Data type error in tensor_blob.h when using float16 training

Hi all,

I encountered the following error when training a simple alexnet using float16 precision (–dtype float16). There seems to be a couple of reports on this issue but I fail to find a solution so far. I am using the Symbol API and the latest 1.5.0 version (cuda 10.1).

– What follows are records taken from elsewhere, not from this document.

PR #4573, opened 2021-05-20
local: do not run serve_cmd with auto_init=False on start

### LINKED ISSUE #4548: trigger_mode=TRIGGER_MODE_MANUAL, auto_init=False doesn't work for serve_cmd-only resources
```
local_resource('serve-cmd',
               serve_cmd='echo 🤐; sleep 100000',
               trigger_mode=TRIGGER_MODE_MANUAL, auto_init=False)
```

basically, neither of these commands ought to run without user intervention. the former (an update cmd only) behaves as expected; the latter (a serve_cmd) runs even tho it shouldn’t

You can work around it by adding an update cmd

milas:
If a `local_resource` had no `update_cmd` (i.e. just a `serve_cmd`)
but was set to `auto_init=False`, it would end up starting anyway
because the server controller saw that the dependency status was
`not_applicable` (technically true).

To fix this, the dependency status is set to `none` for local
resources with `auto_init=False` that have not yet had a build
(either from being manually triggered or having `TRIGGER_MODE_AUTO`
and a file change). Once a build has happened, it will resume
returning `not_applicable` to indicate that there is no longer a
reason to block on a dependency.

Fixes #4548.

### DIFF
--- a/internal/store/manifest_target.go
+++ b/internal/store/manifest_target.go
@@ -47,6 +47,16 @@ func (mt *ManifestTarget) UpdateStatus() v1alpha1.UpdateStatus {
 		if us == v1alpha1.UpdateStatusInProgress {
 			return v1alpha1.UpdateStatusPending
 		}
+
+		// If the local_resource has auto_init=False and has not built yet (i.e. it has
+		// not been manually triggered), use UpdateStatusNone to indicate that the resource
+		// has not yet had a reason to trigger so that it blocks the serve_cmd from executing.
+		// Once manually triggered, a no-op build will exist, and subsequent calls will return
+		// UpdateStatusNotApplicable so that the server controller knows it does not need to
+		// wait for anything.
+		if !m.TriggerMode.AutoInitial() && !mt.State.StartedFirstBuild() {
+			return v1alpha1.UpdateStatusNone
+		}
 		return v1alpha1.UpdateStatusNotApplicable
 	}
 
--- a/internal/store/manifest_target.go
+++ b/internal/store/manifest_target.go
@@ -29,11 +29,6 @@ func (mt *ManifestTarget) UpdateStatus() v1alpha1.UpdateStatus {
 	m := mt.Manifest
 	us := mt.State.UpdateStatus(m.TriggerMode)
 
-	if us == v1alpha1.UpdateStatusPending {
-		// A resource with no update command can still be in pending mode.
-		return us
-	}
-
 	if m.IsLocal() && m.LocalTarget().UpdateCmd.Empty() {
 		// NOTE(nick): We currently model a local_resource(serve_cmd) as a Manifest
 		// with a no-op Update. BuildController treats it like any other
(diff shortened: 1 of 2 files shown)


internal/store/manifest_target.go
```diff
@@ -47,6 +47,16 @@ func (mt *ManifestTarget) UpdateStatus() v1alpha1.UpdateStatus {
...
 			return v1alpha1.UpdateStatusPending
 		}
+
+		// If the local_resource has auto_init=False and has not built yet (i.e. it has
+		// not been manually triggered), use UpdateStatusNone to indicate that the resource
+		// has not yet had a reason to trigger so that it blocks the serve_cmd from executing.
+		// Once manually triggered, a no-op build will exist, and subsequent calls will return
+		// UpdateStatusNotApplicable so that the server controller knows it does not need to
+		// wait for anything.
+		if !m.TriggerMode.AutoInitial() && !mt.State.StartedFirstBuild() {
```
nicks, line 57: Hmmmm...i'm not sure this is right. a couple obvious smells that leap out to me:

- Currently mt.State.UpdateStatus() does this same check. why does this check live in both places?
- Other things read UpdateStatus too (like the UI), will they also do the right thing in this case?
- I'm also not sure I can articulate the difference between "UpdateStatusNone" and "UpdateStatusNotApplicable". can you?

nicks: a check that might make more sense to me here is

```
	if us == v1alpha1.UpdateStatusNone {
		return us
	}
```

which is closer to the check above

milas: Okay, I simplified the logic so that it only explicitly handles the special cases -- there's _technically_ slight semantic change here now which is that `UpdateStatusError` won't get coerced to `UpdateStatusNotApplicable` anymore, but I think that's a good thing because that'd be indicative of an engine bug (i.e. no-op build "failing" should be impossible) and would probably result in UI being in a confusing/inconsistent state.

RE: The approach, I agree it's odd. IMO while it is kludgy it's at least consistent vs a non-existent update being allowed to be `Pending` but not `None`, i.e. it should either _always_ be `NotApplicable` or it should generally follow the rules. (FWIW I'm also a bit confused why it coerces `InProgress` -> `Pending` instead of making `InProgress` a "hold" status in server controller, but that's a separate issue.)

Alternatively, we can add special logic to server controller for N/A statuses to do a `!m.TriggerMode.AutoInitial() && !mt.State.StartedFirstBuild()` check?

For difference between `None` / `NotApplicable` -- I agree, I think the name is unfortunate but the docs/usage are consistent since it's what gets sued for anything that's `auto_init=False`: https://github.com/tilt-dev/tilt/blob/87a7f57d91aa0685b076e80eb54cfcd63bf0e83f/pkg/apis/core/v1alpha1/updatestatus_types.go#L8-L10

Thankfully the UI does handle it appropriately (also confirmed by actually running): https://github.com/tilt-dev/tilt/blob/87a7f57d91aa0685b076e80eb54cfcd63bf0e83f/web/src/status.tsx#L12-L15

nicks (approved):

nicks:
ya, i like this approach!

I am wondering if there is anything I did wrong. Do I need to make the training data also float16 in advance? Any input is highly appreciated. Thanks.

– J

mxnet.base.MXNetError: [13:53:26] include/mxnet/././tensor_blob.h:236: Check failed:
mshadow::DataType::kFlag == type_flag_: TBlob.get_with_shape: data type do not match specified type.Expected: 2 v.s. given 0
Stack trace:
[bt] (0) /home/xinghua/anaconda2/lib/python2.7/site-packages/mxnet/libmxnet.so(+0x4a3b8b) [0x7f39c945ab8b]
[bt] (1) /home/xinghua/anaconda2/lib/python2.7/site-packages/mxnet/libmxnet.so(+0x304366d) [0x7f39cbffa66d]
[bt] (2) /home/xinghua/anaconda2/lib/python2.7/site-packages/mxnet/libmxnet.so(+0x3553e98) [0x7f39cc50ae98]
[bt] (3) /home/xinghua/anaconda2/lib/python2.7/site-packages/mxnet/libmxnet.so(+0x2675018) [0x7f39cb62c018]
[bt] (4) /home/xinghua/anaconda2/lib/python2.7/site-packages/mxnet/libmxnet.so(+0x267abf5) [0x7f39cb631bf5]
[bt] (5) /home/xinghua/anaconda2/lib/python2.7/site-packages/mxnet/libmxnet.so(+0x265a8a1) [0x7f39cb6118a1]
[bt] (6) /home/xinghua/anaconda2/lib/python2.7/site-packages/mxnet/libmxnet.so(+0x265ddb0) [0x7f39cb614db0]
[bt] (7) /home/xinghua/anaconda2/lib/python2.7/site-packages/mxnet/libmxnet.so(+0x265e046) [0x7f39cb615046]
[bt] (8) /home/xinghua/anaconda2/lib/python2.7/site-packages/mxnet/libmxnet.so(+0x2659004) [0x7f39cb610004]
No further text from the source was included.